PR #1794, opened 2024-01-05
Add Japanese translation

dalance:
This PR adds

* Japanese translation resource
  + This is based on https://github.com/rust-lang-ja/rust-by-example-ja/commit/baf7bf07780af48842e27e55ff9218ba43ec3512.
  + The original translators are below.

* Additional translation guide for Japanese
  + To avoid review about Japanese at this repo, rust-lang-ja members will review it at our organization's repo.
  + After the review, we open PR to this repo, so you can merge without Japanese review.
  + This guide describes the step for the review.

* Update mdbook-i18n-helpers to v0.3.1
  + This repo is affected by the issue: https://github.com/google/mdbook-i18n-helpers/pull/129.

The original translators list:

@joemphilips @kdnakt @tatsuya6502 @dalance @a2not @h1g0 @swnakamura @etoal83 @TAKOYAKING8 @sei0o @todays-mitsui @furon-kuina @KANIYONIKA @baseballyama @eldesh @kotet @ohno418 @hnakai0909 @4geru @botamochi0x12 @sadnessOjisan @kakubin @takahiro-itazuri @isudzumi @naoty @kishiguro @KisaragiEffective @kazu728 @tomoyuki-nakabayashi @yoichi @H1Gdev @akiradeveloper @akiomik @uenojp @KeenS @stny @shiomiyan @r6eve @tos-kamiya

### DIFF
--- a/.github/workflows/rbe.yml
+++ b/.github/workflows/rbe.yml
@@ -3,7 +3,7 @@ on: [push, pull_request]
 
 env:
   # Update the language picker in index.hbs to link new languages.
-  LANGUAGES:
+  LANGUAGES: ja
 
 jobs:
   test:
@@ -32,7 +32,7 @@ jobs:
 
     - name: Install mdbook-i18n-helpers
       run: |
-        cargo install mdbook-i18n-helpers --locked --version 0.3.0
+        cargo install mdbook-i18n-helpers --locked --version 0.3.1
 
     - name: Report versions
       run: |
--- a/README.md
+++ b/README.md
@@ -58,6 +58,12 @@ Please see the [TRANSLATING.md] file for more details.
 
 [TRANSLATING.md]: https://github.com/rust-lang/rust-by-example/blob/master/TRANSLATING.md
 
+### Translating guide for each languages
+
+* Japanese/日本語: [TRANSLATING_JA.md]
+
+[TRANSLATING_JA.md]: https://github.com/rust-lang/rust-by-example/blob/master/TRANSLATING_JA.md
+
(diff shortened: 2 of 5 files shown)


.github/workflows/rbe.yml
```diff
@@ -3,7 +3,7 @@ on: [push, pull_request]
 
 env:
   # Update the language picker in index.hbs to link new languages.
-  LANGUAGES:
+  LANGUAGES: ja
```
marioidival, line 6: Hello @dalance I have doubt about this line... That change could break the build, couldn't?

dalance: The build artifact seems to work fine.
What point is your consideration?

marioidival: My point is about the other languages. Unfortunately, I'm not fully aware of how the build process for other languages works and it seemed "strange" to add only the Japanese language to the variable, thus being able to influence it and there is also this comment that says that the change could only happen in the index.hbs file

dalance: `LANGUAGES` represents which language should be built.
So the current value is `ja` because there is Japanese resource only, and it will be like `LANGUAGES: ja de fr po` when other language resources are added.

The comment means "When a new language is added to `LANGUAGES`, `index.hbs` should be updated too".
(It may be better that the comment is changed to the above sentence)
In `index.hbs`, the items of language selector are defined.
So If a new language is added, it should be added to the language selector.

KisaragiEffective:
🚀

====================

Write out an exact transcription of the line with "- name: Report versions" and of each line after it; stop at the end of the records.

     - name: Report versions
       run: |
--- a/README.md
+++ b/README.md
@@ -58,6 +58,12 @@ Please see the [TRANSLATING.md] file for more details.
 
 [TRANSLATING.md]: https://github.com/rust-lang/rust-by-example/blob/master/TRANSLATING.md
 
+### Translating guide for each languages
+
+* Japanese/日本語: [TRANSLATING_JA.md]
+
+[TRANSLATING_JA.md]: https://github.com/rust-lang/rust-by-example/blob/master/TRANSLATING_JA.md
+
(diff shortened: 2 of 5 files shown)


.github/workflows/rbe.yml
```diff
@@ -3,7 +3,7 @@ on: [push, pull_request]
 
 env:
   # Update the language picker in index.hbs to link new languages.
-  LANGUAGES:
+  LANGUAGES: ja
```
marioidival, line 6: Hello @dalance I have doubt about this line... That change could break the build, couldn't?

dalance: The build artifact seems to work fine.
What point is your consideration?

marioidival: My point is about the other languages. Unfortunately, I'm not fully aware of how the build process for other languages works and it seemed "strange" to add only the Japanese language to the variable, thus being able to influence it and there is also this comment that says that the change could only happen in the index.hbs file

dalance: `LANGUAGES` represents which language should be built.
So the current value is `ja` because there is Japanese resource only, and it will be like `LANGUAGES: ja de fr po` when other language resources are added.

The comment means "When a new language is added to `LANGUAGES`, `index.hbs` should be updated too".
(It may be better that the comment is changed to the above sentence)
In `index.hbs`, the items of language selector are defined.
So If a new language is added, it should be added to the language selector.

KisaragiEffective:
🚀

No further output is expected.